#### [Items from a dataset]
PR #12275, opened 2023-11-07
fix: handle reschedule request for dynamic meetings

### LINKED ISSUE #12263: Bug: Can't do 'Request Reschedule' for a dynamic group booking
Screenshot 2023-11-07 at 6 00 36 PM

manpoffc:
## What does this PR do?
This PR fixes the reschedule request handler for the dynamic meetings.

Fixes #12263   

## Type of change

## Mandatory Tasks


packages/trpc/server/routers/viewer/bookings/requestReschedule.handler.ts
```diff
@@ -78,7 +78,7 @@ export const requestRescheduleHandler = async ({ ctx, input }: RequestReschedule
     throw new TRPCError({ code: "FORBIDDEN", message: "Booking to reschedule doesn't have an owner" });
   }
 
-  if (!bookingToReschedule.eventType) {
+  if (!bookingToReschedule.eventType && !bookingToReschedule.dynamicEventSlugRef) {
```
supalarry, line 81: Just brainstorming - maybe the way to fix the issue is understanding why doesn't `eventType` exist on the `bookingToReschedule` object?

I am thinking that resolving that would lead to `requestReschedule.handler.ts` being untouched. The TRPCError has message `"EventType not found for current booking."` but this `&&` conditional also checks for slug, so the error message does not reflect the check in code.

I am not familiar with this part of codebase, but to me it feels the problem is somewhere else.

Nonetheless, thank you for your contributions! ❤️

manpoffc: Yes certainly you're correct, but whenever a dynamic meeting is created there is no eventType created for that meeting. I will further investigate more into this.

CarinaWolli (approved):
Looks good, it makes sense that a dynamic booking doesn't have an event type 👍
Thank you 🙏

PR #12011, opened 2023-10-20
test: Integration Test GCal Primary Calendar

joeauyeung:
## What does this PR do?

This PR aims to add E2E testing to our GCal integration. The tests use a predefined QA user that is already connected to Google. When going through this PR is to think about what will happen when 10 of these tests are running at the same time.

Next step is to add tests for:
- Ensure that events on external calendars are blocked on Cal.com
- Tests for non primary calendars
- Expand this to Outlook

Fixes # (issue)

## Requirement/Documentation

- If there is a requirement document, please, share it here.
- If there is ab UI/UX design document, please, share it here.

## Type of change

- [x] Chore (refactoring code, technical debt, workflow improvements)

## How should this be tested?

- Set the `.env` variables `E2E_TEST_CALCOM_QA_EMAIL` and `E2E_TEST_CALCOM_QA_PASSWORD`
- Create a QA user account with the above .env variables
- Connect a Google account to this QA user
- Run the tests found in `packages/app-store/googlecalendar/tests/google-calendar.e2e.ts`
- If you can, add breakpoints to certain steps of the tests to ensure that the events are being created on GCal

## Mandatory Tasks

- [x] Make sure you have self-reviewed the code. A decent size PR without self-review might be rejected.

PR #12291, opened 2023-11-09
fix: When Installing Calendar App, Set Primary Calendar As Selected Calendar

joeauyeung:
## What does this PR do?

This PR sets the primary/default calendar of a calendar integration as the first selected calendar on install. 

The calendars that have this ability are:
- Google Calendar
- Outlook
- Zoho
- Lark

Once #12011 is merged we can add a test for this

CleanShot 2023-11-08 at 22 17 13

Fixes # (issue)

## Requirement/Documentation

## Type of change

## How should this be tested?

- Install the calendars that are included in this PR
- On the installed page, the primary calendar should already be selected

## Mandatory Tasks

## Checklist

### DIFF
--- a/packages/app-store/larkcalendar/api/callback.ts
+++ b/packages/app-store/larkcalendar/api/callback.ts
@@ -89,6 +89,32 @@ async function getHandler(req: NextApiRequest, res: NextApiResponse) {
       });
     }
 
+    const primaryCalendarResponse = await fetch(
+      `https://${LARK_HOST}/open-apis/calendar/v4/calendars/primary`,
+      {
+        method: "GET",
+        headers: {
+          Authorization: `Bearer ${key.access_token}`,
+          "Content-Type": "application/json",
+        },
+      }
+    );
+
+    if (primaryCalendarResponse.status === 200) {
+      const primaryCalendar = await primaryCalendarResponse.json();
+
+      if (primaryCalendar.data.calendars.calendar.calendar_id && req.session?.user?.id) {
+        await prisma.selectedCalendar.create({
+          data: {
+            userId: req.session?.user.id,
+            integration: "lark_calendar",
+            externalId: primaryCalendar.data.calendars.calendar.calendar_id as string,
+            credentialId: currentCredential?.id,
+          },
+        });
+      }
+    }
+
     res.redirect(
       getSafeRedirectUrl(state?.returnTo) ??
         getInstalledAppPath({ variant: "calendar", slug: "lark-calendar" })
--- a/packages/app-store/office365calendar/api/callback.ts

#### [Task brief]
Here the output must be the lines above from the line with "Once #12011 is" to the line with "(primaryCalendarResponse.status === 200)", both included, duplicated word for word and nothing else.

#### [Answer to this task]
Once #12011 is merged we can add a test for this

CleanShot 2023-11-08 at 22 17 13

Fixes # (issue)

## Requirement/Documentation

## Type of change

## How should this be tested?

- Install the calendars that are included in this PR
- On the installed page, the primary calendar should already be selected

## Mandatory Tasks

## Checklist

### DIFF
--- a/packages/app-store/larkcalendar/api/callback.ts
+++ b/packages/app-store/larkcalendar/api/callback.ts
@@ -89,6 +89,32 @@ async function getHandler(req: NextApiRequest, res: NextApiResponse) {
       });
     }
 
+    const primaryCalendarResponse = await fetch(
+      `https://${LARK_HOST}/open-apis/calendar/v4/calendars/primary`,
+      {
+        method: "GET",
+        headers: {
+          Authorization: `Bearer ${key.access_token}`,
+          "Content-Type": "application/json",
+        },
+      }
+    );
+
+    if (primaryCalendarResponse.status === 200) {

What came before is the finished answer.